Une dureté de 14 à 25 °f convient pour une grande majorité des poissons d'eau douce d'aquarium.

En aquariophilie d'eau douce, on peut ajuster la dureté de l'eau, TH, en mélangeant l'eau du robinet à de l'eau osmosée. Le TH de l'eau osmosée est voisin de 0 °f. Il est possible de produire cette eau à l'aide d'un appareil (osmoseur) ou de l'acheter en magasin spécialisé en animalerie.

Pour calculer la quantité d'eau osmosée nécessaire pour un TH choisi :

volume d'eau osmosée (en litres) = volume aquarium (en litres) × (THeau robinet - THchoisi)/ (THeau robinet - THeau osmosée).

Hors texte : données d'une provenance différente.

PR #2887, opened 2026-08-03
Harden watcher event decoding and shutdown

MrAlias:
## Summary

- reject truncated watcher bind records instead of accepting partial payloads
- make Ready and NewPort delivery cancellation-aware while preserving ring-buffer cleanup ownership
- add deterministic fixed-wire, cancellation, callback, and startup lifecycle coverage

## Testing

- `go test -race -count=1 -timeout=3m ./pkg/internal/ebpf/watcher`
- `go test -race -shuffle=on -count=100 -timeout=3m ./pkg/internal/ebpf/watcher`
- `go vet ./pkg/internal/ebpf/watcher`


grcevski (approved):
LGTM!

PR #2893, opened 2026-08-04
Order container store lifecycle updates

MrAlias:
## Summary

- apply container create and delete events to store state before forwarding them
- remove stale namespace and container-ID indexes when a PID is replaced
- serialize same-PID inspection and mutation to prevent stale replacement or resurrection
- add deterministic concurrency tests for blocked fan-out, cancellation, and lifecycle ordering

## Testing

- `go test -race ./pkg/appolly/discover ./pkg/kube`
- `go test -race ./pkg/appolly/discover -run '^TestContainerStoreUpdater' -count=100 -shuffle=on`
- `go test -race ./pkg/kube -run '^TestStoreSerializesConcurrentProcessMutations$' -count=100`
- `go vet ./pkg/appolly/discover ./pkg/kube`
- `make lint`


pkg/appolly/discover/container_updater.go
```diff
@@ -48,11 +48,10 @@ func updateLoop(
 					log.Debug("adding process", "pid", ev.Obj.FileInfo.Pid())
 					store.AddProcess(ev.Obj.FileInfo.Pid())
 				case EventDeleted:
-					// we don't need to handle process deletion from here, as the Kubernetes informer will
-					// remove the process from the database when the Pod that contains it is deleted.
+					store.DeleteProcess(ev.Obj.FileInfo.Pid())
```
MrAlias, line 54:
```suggestion
					// Apply deletion in this stage's event order so a delayed create cannot
					// restore stale PID state after upstream cleanup.
					store.DeleteProcess(ev.Obj.FileInfo.Pid())
```

pkg/appolly/discover/container_updater.go
```diff
@@ -48,11 +48,12 @@ func updateLoop(
 					log.Debug("adding process", "pid", ev.Obj.FileInfo.Pid())
 					store.AddProcess(ev.Obj.FileInfo.Pid())
 				case EventDeleted:
-					// we don't need to handle process deletion from here, as the Kubernetes informer will
-					// remove the process from the database when the Pod that contains it is deleted.
+					// Apply deletion in this stage's event order so a delayed create cannot
```
grcevski, line 52: Do you mind adding a debug log here if we encounter an issue and we need to debug?

pkg/kube/store.go
```diff
@@ -84,8 +84,9 @@ var DefaultResourceLabels = ResourceLabels{
 // - the inspected container.Info objects, indexed either by container ID and PID namespace
 // - a cache of decorated PodInfo that would avoid reconstructing them on each trace decoration
 type Store struct {
-	log    *slog.Logger
-	access sync.RWMutex
+	log           *slog.Logger
+	access        sync.RWMutex
+	processAccess sync.Mutex
```
grcevski, line 89: Do we need the two locks? Maybe all that's needed would be to extend the covered area by accessLock in AddProcess?

grcevski (approved):
LGTM! Minor comments.

pkg/appolly/discover/container_updater.go
MrAlias: Added `log.Debug("deleting process", "pid", ...)` immediately before `DeleteProcess` in 7b850c9ab. This gives the deletion path the same PID-level visibility as creation. The targeted race tests for `pkg/appolly/discover` and `pkg/kube` pass.

pkg/kube/store.go
MrAlias: The locks cover different scopes. `access` protects all store indexes and is also used by metadata readers and writers. `processAccess` serializes `AddProcess` with `DeleteProcess` across the potentially blocking `InfoForPID` lookup. Moving `access.Lock` before that lookup would preserve lifecycle ordering, but it would also block all store readers during container inspection, so I kept the separate lifecycle lock.

mmat11 (approved):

La dureté totale ou TH (titre hydrotimétrique) se mesure à l'aide de tests. La dureté est parfois mesurée en degrés allemands ou GH (Gesamthärte). Pour convertir les unités allemandes (GH) en unités françaises TH, on utilise l'échelle : TH = 1,78 × 1 °GH.

Le TAC (Titre Alcalimétrique Complet) et le KH (Carbonate Hardness) sont deux termes qui concernent la dureté de l'eau, mais ils ne sont pas exactement les mêmes et sont utilisés dans des contextes différents.

    • TAC (Titre Alcalimétrique Complet) :**
  - Le TAC mesure la capacité totale d'une solution à neutraliser les acides.
  - Il représente la somme des ions hydroxyde (OH-) et des ions carbonate (CO3^2-) présents dans l'eau.
  - Le TAC est mesuré en milligrammes par litre (mg/L) ou en degrés français (°F) dans le cas de l'eau potable.
  - Le TAC est utilisé pour déterminer la capacité tampon de l'eau, c'est-à-dire sa capacité à maintenir un pH stable malgré l'ajout d'acides ou de bases.
    • KH (Karbonathärte) :**
  - Le KH mesure spécifiquement la concentration des ions carbonate (CO3^2-) et des ions bicarbonate (HCO3-) dans l'eau.
  - Le KH est mesuré en degrés allemands (°dKH) ou en milligrammes par litre (mg/L) de carbonate de calcium (CaCO3).
  - Le KH est important dans les aquariums et les piscines pour maintenir un pH stable et prévenir les fluctuations acides ou basiques.

En résumé, bien que le TAC et le KH soient tous deux liés à la dureté de l'eau et à son potentiel tampon, le TAC mesure la capacité totale de l'eau à neutraliser les acides, tandis que le KH se concentre spécifiquement sur les ions carbonate et bicarbonate et leur influence sur la stabilité du pH.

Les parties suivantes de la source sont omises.